Romanov is also Jason Bourne, the ex-assassin, without the amnesia plot. She’s in full control, acknowledging her past misdeeds. Her redemption arc is front and center.

Writing an Endearing Female Protagonist

What do I have in my fantasy series? Jovanka is a half-blood Roamer seer with second-sight and super-competent fighting skills. Her internal conflict is two-fold; coming to terms with her identity and inheritance; choosing paths that hurt people close to her. What does she want? Some kind of justice served on the Emperor. What does she fear? Winding up alone and misunderstood; turning into her father, a ruthless killer.

In fiction, it’s easier to explain all this through the character’s internal monologue than it is on-screen,  showing or telling externally through the character’s dialogue and actions. On the minus, the character mustn’t be a Mary-Sue paragon of virtue, or a whiny little wimp. She can’t be submissive to male demands, nor can she be the Terminator in a corset, or Rambo with a hair ribbon. In a fantasy world where life is cheap, she has to stand up, fight the good fight, but not lose touch with her humanity. She’s shaped by trauma and abuse but it mustn’t define her. She keeps making mistakes and bad decisions, but we need to keep rooting for her.

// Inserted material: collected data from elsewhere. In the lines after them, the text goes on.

Issue #326, opened 2017-05-18
One user program for all user-space tests


rafalcieslak:
We currently have many user-space programs that perform various of syscall interface tests. To clean up the sources, we should merge them into a single program (although possibly multiple files), which launches the test specified as a program argument. This will also help with integrating these tests with `ktest` framework, we'll merge all `tests/exec_*` into a single file providing multiple tests via variable arguments to the user test program.

Issue #311, opened 2017-05-13
Introduce long test flag for ktest


coodie:
With recent klog test introduction, many tests on travis on other branches started to fail due to random timeouts on klog test, therefore I decided to remove it from regression.

There is also a case of ramdisk_dump test, and as far as I can recall there were some problems with timeouts in synchronization.

I think we shouldn't give up on those 'long tests' because they are actually quite useful, but having a lot of long repeated tests in kernel is terrible in my opinion because this will make regression so much longer. My idea is to add flag `KTEST_LONG` for this type of tests. Tests marked as `KTEST_LONG` won't be run repeatedly, but instead they will be run just once with extended timeout.

cahirwpz:
Until we provide a reasonable solution please mark long running tests with `KTEST_FLAG_BROKEN`.

cahirwpz:
@czapiga For the record, I've just disabled long running malloc tests.

PR #328, opened 2017-05-18
Implemented utest user program

rafalcieslak:
Per #326, I've gathered all usermode tests into `utest` program. It gets integrated with kernel tests via `tests/utest.c` file. This obsoletes `misbehave`, `fd_test`, `dup_test` and most of `prog` (which I intend to turn into a sandbox program for temporary tests and experiments).


rafalcieslak:
Interestingly, running these tests with other kernel tests unveiled some memory leaks! (*Yay, we're at the point where memory leaks are a thing!* :innocent:) It's probably no surprise that `vm_map` memory pool was too small as we don't clean up `vm_map_entries` thoroughly, but it's peculiar that `file` and `filedesc` memory pools also get exhausted after some user programs start. I'll investigate.

rafalcieslak:
I won't be able to get these new tests to run correctly before #329 (Implemented exit and waitpid) is done.

rafalcieslak:
Thanks to #329 (Implemented exit and waitpid), memory leaks are fixed and automatic tests should start working now. I needed to increase overall test timeout, but that's not because the tests are long [see #311 (Introduce long test flag for ktest)], but because I've added a large number of new tests.

With new tools in place, I was able to implement a very simple usermode test that dereferences a null pointer, and ktest ensures that it got terminated with a `SIGSEGV`. Cool!

rafalcieslak:
I don't see a point in investigating Travis errors before #334 (Disable pmap in klog mask by default) is accepted. In the last failed build, 20908 lines are pmap messages, out of 30952 total, which is more than 66%, and that certainly contributes to hitting the time limit.

rafalcieslak:
I don't suppose I need to prove the usefulness of these tests, but, for the record, they've just discovered a regression in `master` introduced by merging #335 (Simplify copying data between user-space and kernel-space), see `user_fork_wait` test. I'll investigate ASAP.

cahirwpz:
@rafalcieslak are there any chances you'll find some time to fix bugs and make the PR ready for review soon? It'd be really nice if we cleaned user-space tests run procedure.

rafalcieslak:
I'll see what I can do, but it may take some time - after all, I'm debugging tens of new tests that we did not run previously. These new tests heavily rely on proper synchronization, (much more than previous tests) which makes it very tricky to troubleshoot.

cahirwpz:
Ok, I understand. Note that it's all right if we merged new framework, and then enabled tests one by one.

rafalcieslak:
I believe I have identified the problem. It occurs when thread A executes `do_waitpid` while it's child (B) executes `proc_exit` (e.g. as a result of `sig_check`, as in this case), and a context switch happens in an unfortunate moment - namely at a point where A has locked B's mutex and needs to also lock it's parents (A's) mutex as well, while, at the same time, B has locked A's mutex and wishes to lock child's (B's) mutex - which causes a bi-directional deadlock.

For reproduction, example seed is `3769242755` with `test=all` and `repeat=5` for QEMU `2.5.0` at revision `9436642`.

A possible solution would be to have `child_find_by_state` not lock child's mutex - it's unnecessary, given it only peeks at child's state, which doesn't require atomicity.

rafalcieslak:
It seems everything is okay now, and this branch is ready for review!

In meantime, two new user programs were introduced: `test_rtc` and `test_kbd`. Since these are interactive program not written with automatic testing in mind, I am not able to integrate them with `utest`, so I'll leave them untouched.

Issue #291, opened 2017-05-02
Thread exit vs process exit


rafalcieslak:
There are two ways a user program can exit: either it may request for the current thread to finish, or it may wish to end the entire process. Exitting from the last thread of a process implies ending the entire process too. Our current `exit` only finishes the current thread, and at the moment there is no way to end a process. We'll need to investigate how this can be done, and implement related features.

Off the top of my head, linux has `exit` and `exit_group` syscalls, the first finishes a single thread while the other one finishes entire process, terminating all other threads as well.

rafalcieslak:
We currently work in a model where a process may only contain a single thread. That makes this issue irrelevant for now.

rafalcieslak:
Resolved by merging #329 (Implemented exit and waitpid).

PR #329, opened 2017-05-18
Implemented exit and waitpid

### LINKED ISSUE #326: One user program for all user-space tests

rafalcieslak:
Initially, I wanted to resolve #326 (One user program for all user-space tests). It turned out that running many user programs without restarting the kernel causes memory leaks, because we never reclaim resources allocated for a process. That's because out `exit` would only terminate a thread, and not the entire process. So to fix that, I needed to implement a proper `exit`, but in order to test it in any way I had to also implement `wait/waitpid` (Note: I recommend against splitting this PR into `exit` and `wait` PRs, these two both would need to introduce the logic of process' state after death!).

The result is quite attractive, as you can see in `test_fork.c`. My `waitpid` supports pid `-1` for waiting for any child, and `WNOHANG` option for returning immediately if no children are zombies.

Naturally, I've also verified that this fixes the memory leaks.

The implementation is straight-forward, maybe except for locks in `waitpid` - but that's only because I need to use both child's and parent's locks in slightly different patterns, which may *seem* ugly at the first sight.

Since threads no longer have a return value, the tests `tests/exec_*` are no longer able to verify the exit code of the userspace thread, but I suggest to fix that *after* #328 (Implemented utest user program) is done, as it does a major refactor to these tests anyway.

*EDIT: I think this also solves #291 (Thread exit vs process exit) for now.*


rafalcieslak:
I've updated this branch to support signals. Now killing a process will also clean up it's resources, and notify whoever `wait`s for it! I've also implemented `W*` macros that decode exit code / signal number from status returned by `wait`. Both `test_fork` and `prog` make use of `wait` now.

sys/sysent.c
```diff
@@ -258,6 +259,37 @@ static int sys_dup2(thread_t *td, syscall_args_t *args) {
   return do_dup2(td, old, new);
 }
 
+static int sys_wait(thread_t *td, syscall_args_t *args) {
```
cahirwpz: I reckon you can move it to user part of `sys/wait.h` space as:
```c
#define wait(status) waitpid(-1, status, 0);
```

sys/proc.c
```diff
@@ -53,4 +63,142 @@ proc_t *proc_find(pid_t pid) {
...
+  TAILQ_FOREACH (child, &p->p_children, p_child) {
+    mtx_lock(&child->p_lock);
+    if (child->p_state == PRS_ZOMBIE)
+      return child;
+    mtx_unlock(&child->p_lock);
+  }
+  return NULL;
+}
+
+int do_waitpid(pid_t pid, int *status, int options) {
```
cahirwpz: Indeed locking in this function looks awkward. Please have another look to see if I can simplify it, after `WITH_STMT` is merged.

sys/proc.c
```diff
@@ -53,4 +63,142 @@ proc_t *proc_find(pid_t pid) {
...
+  /* Child is now a zombie. Gather its data, cleanup & free. */
+  assert(mtx_owned(&child->p_lock));
+  *status = child->p_exitstatus;
+  int retval = child->p_pid;
+
+  mtx_lock(&zombie_proc_list_mtx);
+  TAILQ_REMOVE(&zombie_proc_list, child, p_zombie);
+  mtx_unlock(&zombie_proc_list_mtx);
+
+  kfree(M_PROC, child);
```
cahirwpz: Hmm... initially I thought there could be a situation where more than one process waits for another process to finish. But apparently you can only wait for direct descendants (i.e. children) processes. Of course the question reemerges in presence of multiple threads, but that's not a thing for now.

rafalcieslak: Yes, it is very important that you can only `wait` for your children. `wait`ing doesn't just represent "blocking until child exits", but also "cleaning up after child".

Supporting multiple threads is actually quite simple.

 - No need to worry about multiple threads in child process, as the parent is only bothered when the child *process* exits, not particular threads.
 - If `wait` gets called by multiple threads of the same parent process, the situation isn't difficult to handle, as the POSIX standard (2.13) states that (I've skipped unimportant details):

*When status information becomes available to the parent process and more than one thread in the parent process is waiting for the status information [...] the matching thread or threads that obtain the status information is unspecified except that at least one of the matching threads shall obtain the status information [...]*

sys/proc.c
rafalcieslak: I think #324 (Python-like with statement for mutex locking) wouldn't help much in this function - because I need to unlock the mutex before `sleepq_wait` and then re-lock it again. But I have another idea how I could improve these locks by using two wait channels instead of one... I'll commit it soon.

rafalcieslak:
It should be now apparent what is the purpose of each lock in `waitpid`.

sys/proc.c
```diff
@@ -53,4 +60,148 @@ proc_t *proc_find(pid_t pid) {
...
+    WITH_MTX_LOCK (&p->p_lock)
+      child = child_find_by_pid(p, pid);
+
+    /* No such process, or the process is not a child. */
+    if (child == NULL)
+      return -ECHILD;
+
+    for (;;) {
+      WITH_MTX_LOCK (&child->p_lock)
+        if (child->p_state != PRS_ZOMBIE)
```
cahirwpz: Should it not be `child->p_state == PRS_ZOMBIE` ?

rafalcieslak: You are correct. I've messed it up while refactoring.

sys/proc.c
```diff
@@ -53,4 +60,148 @@ proc_t *proc_find(pid_t pid) {
...
+  WITH_MTX_LOCK (&zombie_proc_list_mtx)
+    TAILQ_REMOVE(&zombie_proc_list, child, p_zombie);
+
+  kfree(M_PROC, child);
+
+  return retval;
+}
+
+int do_waitpid(pid_t pid, int *status, int options) {
+  /* We don't have a concept of process groups yet. */
```
cahirwpz: Please create an issue and explain briefly what should be done.

sys/proc.c
```diff
@@ -53,4 +60,148 @@ proc_t *proc_find(pid_t pid) {
...
+
+  WITH_MTX_LOCK (&p->p_lock) {
+
+    assert(p->p_nthreads == 1);
+    /* If the process had other threads, we'd need to wake the sleeping ones,
+       request all of them except this one to call thread_exit from
+       exc_before_leave (using a TDF_? flag), join all of them to wait until
+       they terminate. */
+
+    /* XXX: If this process has any unwaited zombie children, assign them for
```
cahirwpz: Should not children get adopted by `init` process, without looking at `p_state` field, after process calls `exit`?

sys/proc.c
```diff
@@ -53,4 +60,148 @@ proc_t *proc_find(pid_t pid) {
...
+
+    /* Clean up process resources. */
+    vm_map_delete(p->p_uspace);
+    fdtab_release(p->p_fdtable);
+
+    /* Record some process statistics that will stay maintained in zombie
+       state. */
+    p->p_exitstatus = exitstatus;
+
+    /* Turn the process into a zombie. */
```
cahirwpz: Should not the process be turned into zombie first, and then its resources to be cleaned up and parent notified?

rafalcieslak: I don't understand. The exact order of actions in this function does not matter much, as it all happens with `p->p_lock` locked.

rafalcieslak:
Now that signal support was merged, I can add `SIGCHLD` where applicable. But... remember when I mentioned signal code is *a ton* of special cases and conditions? Well, here's one: `SIGCHLD` is ignored by default. But child process gets reaped immediately (without turning into a zombie) only if the parent **explicitly** ignores `SIGCHLD`, not by default.

So, in a way, the logic of how to perform a process exit will depend on how the parent's signal handlers are set up. Smells weird, but I suppose that's how it must be done.

sys/proc.c
cahirwpz: Logically marking a process zombie should happen first, but as you correctly noticed it does not matter. It's ok as is.

sys/proc.c
rafalcieslak: Correct. Also, until we use an init process, I need to clear the `p_parent` of all children so that they can no longer refer to their original, terminated parent - I've addressed this in a recent commit.

cahirwpz:
W.r.t. `SIGCHLD` please leave an information that we don't handle it properly. Preferably, please open an issue explaining what's missing.

rafalcieslak:
Oh... I just implemented proper support for `SIGCHLD`, and several tests in `test_fork` to prove it makes sense and fulfills the required interface. I've also added some changes that make `exit` behave correctly when the calling process was orphaned.

sys/proc.c
```diff
@@ -45,3 +54,170 @@ proc_t *proc_find(pid_t pid) {
...
+    if (p->p_parent) {
+      WITH_MTX_LOCK (&p->p_parent->p_lock) {
+        sleepq_broadcast(&p->p_parent->p_children);
+        sleepq_broadcast(&p->p_state);
+
+        /* If the parent explicitly ignores SIGCHLD, reap child immediately. */
+        if (p->p_sigactions[SIGCHLD].sa_handler == SIG_IGN) {
+          int ignore_status;
+          proc_reap(p, &ignore_status);
+          thread_exit();
```
cahirwpz: I'm afraid `noreturn` function called from within `WITH_STMT` will prevent from the lock being released :(

cahirwpz:
LGTM When final fixes are done, please merge.

PR #330, opened 2017-05-19
Simplified mutex and tailq initialization

rafalcieslak:
I was in a mood for cleanup today. I've always wondered why:

1. We rarely use `TAILQ_HEAD_INITIALIZER` macro
2. We have not implemented a `MUTEX_INITIALIZER` macro

These are very useful for initializing static/global variables. I've applied them consistently where applicable, and that rendered as much as three `init_` functions useless (!), so I've removed them entirely.

### DIFF
--- a/include/interrupt.h
+++ b/include/interrupt.h
@@ -41,9 +41,6 @@ typedef struct intr_chain {
   unsigned ic_irq;                 /* physical interrupt request line number */
 } intr_chain_t;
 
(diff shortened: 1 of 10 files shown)


czapiga:
Ship it

czapiga:
Whoops

cahirwpz:
Cleanup changes are welcome! Thanks!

In the end, it’s the reader who builds a representation of the character in their head. Unlike with Johanssen and Larsen, this bit of casting is unique to each reader. All the writer can do is lay out the clues.

 

2 thoughts on “Endearing Female Protagonists”

  1. Brie Larson won an Oscar; not a terrible actor. She’s playing a strong woman who doesn’t break down and cry every three minutes.

  2. Capt Marvel is overpowered same as Superman. Just not interesting. Larsen’s doing Tom Cruise from Top Gun. Also not interesting.